School exams in the UK, including GCSEs and A-Levels were cancelled this year because of the coronavirus pandemic, which meant students were forced to rely on their predicted grades. However, these predicted grades were lowered far below what was expected, and students are confused, angry and disappointed.
“My future has been set back completely,” says Abbi Fitzgerald, who received a distinction* in her engineering BTec, which is the highest grade achievable, but her A level results arrived with a D in art and maths and an E in physics, and now she cannot attend her desired engineering course at Durham university. Fitzgerald said that “I had my heart set on Durham and it’s now not an option for clearing because there’s no clearing for my course.”
Teachers submitted the predicted grades to the exam boards and ranked their pupils based on who they thought would do best, which the exam boards then analysed alongside the data recorded for each pupil from previous years in order to adjust the marks accurately. Head teachers have spoken out on the unfairness of the results, and records show that private schools in England have seen the biggest rise in top A level grades, to which Labour leader Sir Keir Starmer said, “Something has obviously gone horribly wrong with this year’s exam results, nearly 40% of young people have had their grades marked down and that’s thousands of young people whose opportunities could have been dashed.”

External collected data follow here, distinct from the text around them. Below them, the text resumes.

Issue #626, opened 2019-08-17
flatcar linux: fw_cfg has been updated


tormath1:
### Linux distribution

```
arch linux
```

### Terraform version

```sh
$ terraform -v
Terraform v0.12.6
```

### Provider and libvirt versions

```sh
$ terraform-provider-libvirt -version
5c01d18431ea2b9df4870990be6a1736ec6f322a
Compiled against library: libvirt 5.5.0
Using library: libvirt 5.5.0
Running hypervisor: QEMU 4.0.0
Running against daemon: 5.5.0
```
___
## Description of Issue/Question

Hi ! I am using this plugin in order to deploy flatcar linux cluster on libvirt. FYI flatcar linux is a fork of coreOS container linux (https://www.flatcar-linux.org/).

Back in the days, the ignition config file was given to the domain through fw_cfg, but the key value has changed from `opt/com.coreos/config` to `opt/com.flatcar-linux/config`. (https://github.com/flatcar-linux/ignition/issues/2)

It could be nice to specify the value of the key in terraform config file ? 
https://github.com/dmacvicar/terraform-provider-libvirt/blob/5c01d18431ea2b9df4870990be6a1736ec6f322a/libvirt/domain.go#L240-L249

MalloZup:
@tormath1  thx. I think it should be not really difficult to convert it to a variable. thx for issue

tormath1:
Ok, I am on it. :rocket:

MalloZup:
@tormath1 considering this closed by your pr. Feel free to squash commits

PR #627, opened 2019-08-17
feat(domain): add fw_cfg_name option

tormath1:
Hi, 

This PR implements #626 (and this is my first PR on a Terraform plugin :rocket: ). I already squashed my commits. 

Goal of this PR is to allow the user to give the firmware configuration path (`opt/something/something`) when using an ignition file.

For the unit test, I simply copied this one:
https://github.com/dmacvicar/terraform-provider-libvirt/blob/5c01d18431ea2b9df4870990be6a1736ec6f322a/libvirt/resource_libvirt_domain_test.go#L714 and I updated the `testAccCheckIgnitionXML` because `opt/com.coreos/config` was hardcoded. 

Thanks !

### DIFF
--- a/libvirt/domain.go
+++ b/libvirt/domain.go
@@ -236,16 +236,20 @@ func setCoreOSIgnition(d *schema.ResourceData, domainDef *libvirtxml.Domain) err
 		if err != nil {
 			return err
 		}
+		// `fw_cfg_name` stands for firmware config is defined by a key and a value
+		// credits for this cryptic name: https://github.com/qemu/qemu/commit/81b2b81062612ebeac4cd5333a3b15c7d79a5a3d
+		if fwCfg, ok := d.GetOk("fw_cfg_name"); ok {
 
-		domainDef.QEMUCommandline = &libvirtxml.DomainQEMUCommandline{
-			Args: []libvirtxml.DomainQEMUCommandlineArg{
-				{
-					Value: "-fw_cfg",
+			domainDef.QEMUCommandline = &libvirtxml.DomainQEMUCommandline{
+				Args: []libvirtxml.DomainQEMUCommandlineArg{
+					{
+						Value: "-fw_cfg",
+					},
+					{
+						Value: fmt.Sprintf("name=%s,file=%s", fwCfg, ignitionKey),
+					},
 				},
-				{
-					Value: fmt.Sprintf("name=opt/com.coreos/config,file=%s", ignitionKey),
-				},
-			},
+			}
 		}
 	}
 
--- a/libvirt/resource_libvirt_domain_test.go
+++ b/libvirt/resource_libvirt_domain_test.go
@@ -758,7 +758,7 @@ func TestAccLibvirtDomain_IgnitionObject(t *testing.T) {
 				Check: resource.ComposeTestCheckFunc(
 					testAccCheckLibvirtDomainExists("libvirt_domain."+randomDomainName, &domain),
 					testAccCheckIgnitionVolumeExists("libvirt_ignition."+randomIgnitionName, &volume),
-					testAccCheckIgnitionXML(&domain, &volume),
+					testAccCheckIgnitionXML(&domain, &volume, "opt/com.coreos/config"),
 				),
 			},
 		},
@@ -996,7 +996,7 @@ func testAccCheckLibvirtDomainExists(name string, domain *libvirt.Domain) resour
 	}
 }
 
-func testAccCheckIgnitionXML(domain *libvirt.Domain, volume *libvirt.StorageVol) resource.TestCheckFunc {
+func testAccCheckIgnitionXML(domain *libvirt.Domain, volume *libvirt.StorageVol, fwCfg string) resource.TestCheckFunc {
 	return func(s *terraform.State) error {
 
 		domainDef, err := getXMLDomainDefFromLibvirt(domain)
@@ -1008,7 +1008,7 @@ func testAccCheckIgnitionXML(domain *libvirt.Domain, volume *libvirt.StorageVol)
 		if err != nil {
 			return err
 		}
-		ignStr := fmt.Sprintf("name=opt/com.coreos/config,file=%s", ignitionKey)
+		ignStr := fmt.Sprintf("name=%s,file=%s", fwCfg, ignitionKey)
 
 		cmdLine := domainDef.QEMUCommandline.Args
 		for i, cmd := range cmdLine {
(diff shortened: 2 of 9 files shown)


MalloZup:
@tormath1 thx for pr I will review during the week

libvirt/resource_libvirt_domain_test.go
```diff
@@ -1767,3 +1767,58 @@ func testAccCheckLibvirtDomainDestroy(s *terraform.State) error {
 	}
 	return nil
 }
+func TestAccLibvirtDomain_FwCfgName(t *testing.T) {
```
MalloZup: can we have a comment here after this line specifying the `why` of this test exist? I would just state it in high manner that we want to support other things then coreos and for that we need to test that fwcfname (what a cryptic name ! ) . So i would like some comment which will help us to maintain in future

MalloZup: I just want at the end to have a highlevel comment, to say what we are testing and why.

Gavin Williamson, the Education Secretary for England has asked exam boards to encourage schools and students to appeal against their results if they fear disadvantaged students were being affected, saying that “There is sometimes a danger where you have an exceptionally high-performing child in a low-performing school to be in a situation where they don’t get the grades that they want to.”
In contrast, figures from UCAS, the admissions service, show that out of the 358,860 applicants there has been a 2.9 per cent increase in the acceptance to UK based degrees compared with 2019. Out of those applications, 316,730 have been accepted on to their first choice, which is a 2.7% increase from 2019 too.
Education correspondent, Sean Coughlan gave an analysis of the data, summarising that those trying to get into university may find that they are able to get accepted with lower grades than in previous years, which is good news alongside the appeal process for the students who didn’t receive the grades they had expected.
The overall state of confusion must not result in students losing their hope, to which Jeremy Clarkson left a tweet of encouragement (which also led to ‘N and a T’ trending on Twitter. You do the adding here).
Whether success to you is riches or wealth of experience, if you want to live in a luxurious home in the Cotswolds or not—is besides the point, there is enough evidence out there that you don’t need the best results in school to do well in life, no matter where you come from, but it is crucial that every student is examined equally in school exams and given a fair opportunity for higher education.